Chen John J, Bhatti M Tariq, Bradley Elizabeth, Garrity James, Thurtell Matthew J
Department of Ophthalmology, Mayo Clinic, Rochester, MN, USA.
Department of Neurology, Mayo Clinic, Rochester, MN, USA.
Neuroophthalmology. 2019 May 28;44(1):11-15. doi: 10.1080/01658107.2019.1615959. eCollection 2020 Feb.

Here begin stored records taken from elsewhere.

PR #2034, opened 2024-07-14
simplify recognizer more

kostmo:
* Eliminates redundant `EntityName` type parameter
* Removes `Ord` constraint, uses `HashMap`/`HashSet`


src/swarm-topography/Swarm/Game/Scenario/Topography/Structure/Recognition/Type.hs
```diff
@@ -22,23 +22,25 @@ import Control.Arrow ((&&&))
...
 import Linear (V2 (..))
 import Swarm.Game.Location (Location)
 import Swarm.Game.Scenario.Topography.Area
-import Swarm.Game.Scenario.Topography.Placement (StructureName)
-import Swarm.Game.Scenario.Topography.Structure (NamedGrid)
 import Swarm.Game.Universe (Cosmic, offsetBy)
 import Swarm.Language.Syntax.Direction (AbsoluteDir)
 import Text.AhoCorasick (StateMachine)
 
+type OriginalName = Text
```
xsebek, line 42: Could you please add some documentation to `OriginalName` and `NamedOriginal`?

I am not familiar with the code, but I wonder why `StructureName` needed to be switched out.

src/swarm-topography/Swarm/Game/Scenario/Topography/Structure/Recognition/Prep.hs
```diff
@@ -116,3 +115,15 @@ mkEntityLookup nameFunc grids =
       map swap $
         catMaybes $
           zipWith (\idx -> fmap (PositionWithinRow idx r,)) [0 ..] rowMembers
+
+-- * Util
+
+-- | Place the second element of the tuples into bins by
+-- the value of the first element.
+binTuplesHM ::
```
byorgey, line 123: How about moving this to `swarm-util`?

byorgey (approved):
Nice improvement/simplification!

src/swarm-topography/Swarm/Game/Scenario/Topography/Structure/Recognition/Prep.hs
kostmo: Let's do so if we get one more usage in the codebase.  As is, having this implementation separate would facilitate splitting the recognizer off to its own package at some point.

PR #2035, opened 2024-07-14
extract state initialization to new module

kostmo:
Towards #707

Reduces `Swarm.Game.State` by 200 lines and better encapsulates non-exported initialization functions.


byorgey (approved):
:+1:

Issue #2015, opened 2024-07-08
Move `src`, `test`, and `app` directories into a `code` directory


kostmo:
This is to simplify queries for `.hs` files, whether it be in IDEs or in the terminal, using `find`.

As is, the simplest `find` command includes unwanted build artifacts:
```
$ find . -name *.hs
./src/swarm-lang/Swarm/Language/Typed.hs
./src/swarm-lang/Swarm/Language/LSP/VarUsage.hs
[...]
./dist-newstyle/build/x86_64-linux/ghc-9.6.4/swarm-0.5.0.0/l/swarm-lang/noopt/build/swarm-lang/autogen/PackageInfo_swarm.hs
./dist-newstyle/build/x86_64-linux/ghc-9.6.4/swarm-0.5.0.0/l/swarm-lang/noopt/build/swarm-lang/autogen/Paths_swarm.hs
[...]
./app/doc/Main.hs
./app/tournament/Main.hs
[...]
./.stack-work/dist/x86_64-linux-tinfo6/ghc-9.6.4/build/swarm-tournament/autogen/PackageInfo_swarm.hs
./.stack-work/dist/x86_64-linux-tinfo6/ghc-9.6.4/build/swarm-tournament/autogen/Paths_swarm.hs
[...]
```
whereas these could be excluded easily if all of the code lived underneath a single `code` directory:
```
$ find code -name *.hs
```

xsebek:
There is [`fd`](https://github.com/sharkdp/fd) (a Rust `find` alternative) that solves this with better defaults:
```bash
fd --glob '*.hs'  # or fd '.*\.hs'
```
```
app/Main.hs
app/Swarm/App.hs
app/doc/Main.hs
app/scene/Main.hs
app/tournament/Main.hs
images/logo/MkLogo.hs
src/swarm-doc/Swarm/Doc/Command.hs
[...]
test/unit/TestUtil.hs
```
I would not mind moving the folders closer, though I would prefer cleaning up the top level. For example, it should be possible to move some of the CI configuration files to `.github`.

byorgey:
Can you elaborate on when and why we would want to use such commands?

To me, this seems to be optimizing for something that's not a big deal to me, but would make my day-to-day experience navigating the codebase slightly worse.

byorgey:
We could probably easily move everything in `app` into `src`.  I know that doesn't completely address the concern but it's something that occurred to me.

kostmo:
[...]

PR #2037, opened 2024-07-14
Move top-level Github/VSCode configuration files

xsebek:
* move Mergify, Restyled, Haskell-CI and Pull Request template to `.github`
  * regenerate Haskell-CI file with the new path and new Haskell CI version
* move CSpell from VSCode [Code Spell Checker](https://open-vsx.org/extension/streetsidesoftware/code-spell-checker) extension to `.vscode`

This is a complementary top-level cleanup to #2015.


byorgey (approved):

noahyor:
This will not work as of yet because `.vscode/` is in the `.gitignore`

noahyor:
However, we probably should exclude files other than the CSpell json file.

xsebek:
@noahyor I think it works because I force-added it to the commit, but it's better to have an exception for it in `.gitignore`.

Patients with syphilis can present with optic disc oedema (ODE) without visual compromise, which has been primarily attributed to papilloedema from raised intracranial pressure or optic perineuritis from optic nerve sheath inflammation. We report four cases of ODE in the setting of syphilis with preserved visual function, normal intracranial pressure, and no enhancement of the optic nerve or sheath on magnetic resonance imaging. We propose the term "incipient syphilitic papillitis" for cases presenting with ODE, preserved vision and absence of optic nerve sheath enhancement, which is likely a more common presentation than syphilitic optic perineuritis.
梅毒患者可出现视盘水肿(ODE)但无视力损害,这主要归因于颅内压升高引起的视乳头水肿或视神经鞘炎症引起的视神经周围炎。我们报告了4例梅毒患者出现ODE,视力功能保留,颅内压正常,磁共振成像显示视神经或视神经鞘无强化。对于出现ODE、视力保留且视神经鞘无强化的病例,我们提出“早期梅毒性视乳头炎”这一术语,它可能比梅毒性视神经周围炎更常见。